Issue #1609, opened 2022-09-01
Concrete playback requires nightly rustc


celinval:
I tried the following:

```
$ cargo init dummy
$ cd dummy
$ cargo --version
cargo 1.63.0 (fd9c4297c 2022-07-01)
```

I added the following line to `Cargo.toml`
```toml
[dev-dependencies]
kani = { git = "https://github.com/model-checking/kani", features = ["concrete_playback"] }
```

I opened src/main.rs

```rust
#[kani::proof]
fn force_failure() {
  assert!(kani::any());
}
```

using the following command line invocation:

```
cargo kani --enable-unstable --concrete-playback
cargo test
```

with Kani version: 0.9.0

I expected to see this happen: Cargo runs the new test and fail.

Instead, this happened: Cargo failed to build `kani` library with the following error:
```
error[E0554]: `#![feature]` may not be used on the stable release channel
 --> ~/.cargo/git/checkouts/kani-0ce0dacf5e98886d/281d0bb/library/kani/src/lib.rs:5:1
  |
5 | #![feature(rustc_attrs)]
  | ^^^^^^^^^^^^^^^^^^^^^^^^
```

celinval:
We could guard the usage of `rustc_attrs` and `rustc_diagnostic_item` with `cfg_attr`, but I was wondering if there's a cleaner solution.

celinval:
This is very similar to https://github.com/model-checking/kani/issues/1581

adpaco-aws:
> I was wondering if there's a cleaner solution.

I haven't been able to find one, but IMHO the `cfg_attr` solution is quite clean already.

celinval:
> > I was wondering if there's a cleaner solution.
> 
> I haven't been able to find one, but IMHO the `cfg_attr` solution is quite clean already.

We could probably use a `macro` or a `proc_macro` to do that. Unfortunately, https://github.com/model-checking/kani/pull/2199 has added another unstable feature.

jaisnan:
Would removing the transmute remove the dependency on nightly features entirely?

celinval:
The way we are doing transmute is the reason why we need the `incomplete_features` for arbitrary.

celinval:
The transmute could be replaced by storing `Any` as described here: https://github.com/model-checking/kani/issues/1527

PR #2353, opened 2023-04-06
Enable Concrete Playback Unit tests to run with  `--cfg kani`

### LINKED ISSUE #1610: Concrete playback instructions don't work if user sets `--cfg=kani`
I tried the following:

```
$ cargo init dummy
$ cd dummy
```

I added the following line to `Cargo.toml`
```toml
[dev-dependencies]
kani = { git = "https://github.com/model-checking/kani", features = ["concrete_playback"] }
```

I opened src/main.rs

```rust
#[cfg(kani)]
mod harnesses {
  #[kani::proof]
  fn force_failure() {
    assert!(kani::any());
  }
}
```

```
cargo kani --enable-unstable --concrete-playback
RUSTFLAGS="--cfg=kani" cargo +nightly test
```

with Kani version: 0.9.0

I expected to see this happen: Cargo runs the new test and fail.

Instead, this happened: Cargo failed to build the harness with the following error:
```
error[E0433]: failed to resolve: use of undeclared crate or module `kanitool`
  --> src/main.rs:36:5
   |
36 |     #[kani::proof]
   |     ^^^^^^^^^^^^^^ use of undeclared crate or module `kanitool`
   |
   = note: this error originates in the attribute macro `kani::proof` (in Nightly builds, run with -Z macro-backtrace for more info)

```

jaisnan:
### Description of changes: 

Fixes #1610 by creating a `concrete_playback` feature in `kani_macros`. Users can now call their unit tests with the command - `RUSTFLAGS="--cfg=kani" cargo +nightly test`.

### Resolved issues:

Resolves #1610 

### Call-outs:

Still need to pass `+nightly ` with the tests. Already recorded in #1609.

### Testing:

* How is this change tested? Regression tests
 
### Checklist


tests/script-based-pre/concrete_playback_test/concrete_playback_test.sh
```diff
@@ -0,0 +1,44 @@
...
+echo "Running cargo test on the unit test ..."
+echo
+
+cd bin/
+
+output=$(grep 'channel = ' ../../../../rust-toolchain.toml | cut -d '"' -f 2)
+echo "$output"
+
+# Run cargo test on the unit test
+cargo_output=$(RUSTFLAGS="--cfg=kani" cargo +${output} test 2>/dev/null)
```
karkhaz, line 36: This appears to be saving to a variable whose value is then printed out, but not otherwise used. Suggest that you just run the command without saving it to a variable.

Also, is there a need to sink stderr? If there are error messages, it would be good to see them in CI.

If there's a need to parse stdout and stderr separately, I would suggest to redirect them to two different files, and then cat both files. Otherwise, I suggest just run the command and don't sink stderr and don't save stdout to a variable.

tests/script-based-pre/concrete_playback_test/bin/src/main.rs
```diff
@@ -0,0 +1,29 @@
+// Copyright Kani Contributors
+// SPDX-License-Identifier: Apache-2.0 OR MIT
+
```
adpaco-aws, line 3: The test needs a description. I'm OK with having it here or in the script.

tests/script-based-pre/concrete_playback_test/concrete_playback_test.sh
```diff
@@ -0,0 +1,44 @@
...
+# Check if cargo is installed
+if ! command -v cargo &> /dev/null; then
+    echo "cargo command not found. Please install Rust and Cargo."
+    exit 1
+fi
+
+# Check if the directory containing cargo is in the PATH environment variable
+if ! echo "$PATH" | grep -q "$(dirname "$(command -v cargo)")"; then
+    echo "Directory containing cargo is not in PATH. Adding directory to PATH..."
+    echo "export PATH=$PATH:$(dirname "$(command -v cargo)")" >> ~/.bashrc
```
karkhaz, line 23: Is this intended to be run by local users? I don't think it's a good idea to contaminate users' bashrc.

If you want to add to the path, you can do that in the script without changing .bashrc, by directly calling `export PATH...`.

tests/script-based-pre/concrete_playback_test/concrete_playback_test.sh
```diff
@@ -0,0 +1,44 @@
...
+    source ~/.bashrc
+fi
+
+echo "Running cargo test on the unit test ..."
```
karkhaz, line 27: TBH I think most of these echo statements should go to stderr:

```sh
>&2 echo "Running cargo test on the unit test ..."
```

tests/script-based-pre/concrete_playback_test/bin/src/main.rs
```diff
@@ -0,0 +1,29 @@
...
+#[cfg(kani)]
+mod harnesses {
+    #[kani::proof]
+    fn harness() {
+        let result_1: Result<u8, u8> = kani::any();
+        let result_2: Result<u8, u8> = kani::any();
+        assert!(!(result_1 == Ok(101) && result_2 == Err(102)));
+    }
+
```
adpaco-aws, line 14: Can we add a reference to the `ui` sibling of this test?

tests/script-based-pre/concrete_playback_test/concrete_playback_test.sh
```diff
@@ -0,0 +1,44 @@
...
+# Run cargo test on the unit test
+cargo_output=$(RUSTFLAGS="--cfg=kani" cargo +${output} test 2>/dev/null)
+echo "$cargo_output"
+
+cd ..
+
+# Try to leave a clean output folder at the end
+rm -rf ${OUT_DIR}
+
+set -e
```
karkhaz, line 44: Not sure that this is necessary?

karkhaz (changes requested):

tests/script-based-pre/concrete_playback_test/bin/Cargo.toml
adpaco-aws, line 1: Why is this in a `bin` folder?

adpaco-aws, line 1: Can we rename the test to `playback_with_cfg_kani` or something along those lines?

tests/script-based-pre/concrete_playback_test/concrete_playback_test.sh
```diff
@@ -0,0 +1,44 @@
...
+echo "$output"
+
+# Run cargo test on the unit test
+cargo_output=$(RUSTFLAGS="--cfg=kani" cargo +${output} test 2>/dev/null)
+echo "$cargo_output"
+
+cd ..
+
+# Try to leave a clean output folder at the end
+rm -rf ${OUT_DIR}
```
karkhaz, line 42: Is `bin/target` used by any other test or build artifact? I'm not sure it's a good idea to delete it

tests/script-based-pre/concrete_playback_test/concrete_playback_test.sh
jaisnan: Those error messages from `stderr` are warning messages about unused imports and would just add noise. I think it's better to sink them here. But I can directly print out stdout instead of saving to a variable.

tests/script-based-pre/concrete_playback_test/concrete_playback_test.sh
jaisnan: We set +e in the script to prevent the script from getting blocked so I thought it'd be best to undo it at the end of the script.

tests/script-based-pre/concrete_playback_test/concrete_playback_test.sh
jaisnan: I can remove this section entirely, it was a check that necessary for my local environment but I don't think it's relevant to CI.

tests/script-based-pre/concrete_playback_test/bin/src/main.rs
jaisnan: That's a good idea. I'll add a comment referencing the original UI test.

tests/script-based-pre/concrete_playback_test/concrete_playback_test.sh
karkhaz: > Those error messages from stderr are warning messages about unused imports

that’s in the case where the test works. What if there’s an error, wouldn’t stderr be useful there? But sure, if you think there’s no useful information there, I’m happy for you to drop stderr

tests/script-based-pre/concrete_playback_test/concrete_playback_test.sh
karkhaz: I think removing it is fine. But it’s fine to keep it too, it’s a reasonable check to have. But definitely don’t append to bashrc. If you just do `export PATH=$PATH:$(dirname "$(command -v cargo)")` inside that block, instead of appending it to bashrc, then it will take effect until the end of the script

tests/script-based-pre/concrete_playback_test/concrete_playback_test.sh
karkhaz: `+e`/`-e` only takes effect for the duration of the script, it won't affect any other scripts. So it's redundant to put this statement on the last line of the script

jaisnan: Oh cool. I shall remove it then! Thanks for pointing it out.

tests/script-based-pre/playback_with_cfg_kani/sample_crate/src/main.rs
```diff
@@ -0,0 +1,34 @@
+// Copyright Kani Contributors
+// SPDX-License-Identifier: Apache-2.0 OR MIT
+
+// This module contains a harness and it's associated unit test that is generated
+// by running concrete-playback on it. There is an existing UI test to generate the unit test
+// itself (in kani/tests/ui/concrete-playback/result). The current module runs `cargo test` on the unit test
+// on the unit test and checks the output to test the rest of the concrete-playback flow.
```
adpaco-aws, line 7:
```suggestion
// This test checks that running the unit test generated using the concrete playback feature
// with `RUSTFLAGS="--cfg=kani" cargo +nightly test doesn't cause a compilation error.
// There is an existing UI test to generate the unit test itself (in kani/tests/ui/concrete-playback/result).
```
Much simpler. The `--cfg=kani` detail is important here.

adpaco-aws (approved):

celinval:
Thanks Jai for fixing this. I was also thinking that we could improve this logic by making the default the behaviour that is today activated by concrete playback.

Instead of using `#[cfg(kani)]` in our libraries, we could use something like `#[cfg(kani_symex)]` which is set by our compiler together with the `kani` cfg.

I didn't want to suggest this before so this fix wouldn't get too big. But I think it would address @karkhaz important concern of cfg explosion.

jaisnan:
> Thanks Jai for fixing this. I was also thinking that we could improve this logic by making the default the behaviour that is today activated by concrete playback.
> 
> Instead of using `#[cfg(kani)]` in our libraries, we could use something like `#[cfg(kani_symex)]` which is set by our compiler together with the `kani` cfg.
> 
> I didn't want to suggest this before so this fix wouldn't get too big. But I think it would address @karkhaz important concern of cfg explosion.

Should I address this in this PR or can we raise an issue and address it later?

EXERCISE PROMPT: Every line holding the string "concern" should be copied here, so please find those lines in the data.

SOLUTION BELOW:
I didn't want to suggest this before so this fix wouldn't get too big. But I think it would address @karkhaz important concern of cfg explosion.
> I didn't want to suggest this before so this fix wouldn't get too big. But I think it would address @karkhaz important concern of cfg explosion.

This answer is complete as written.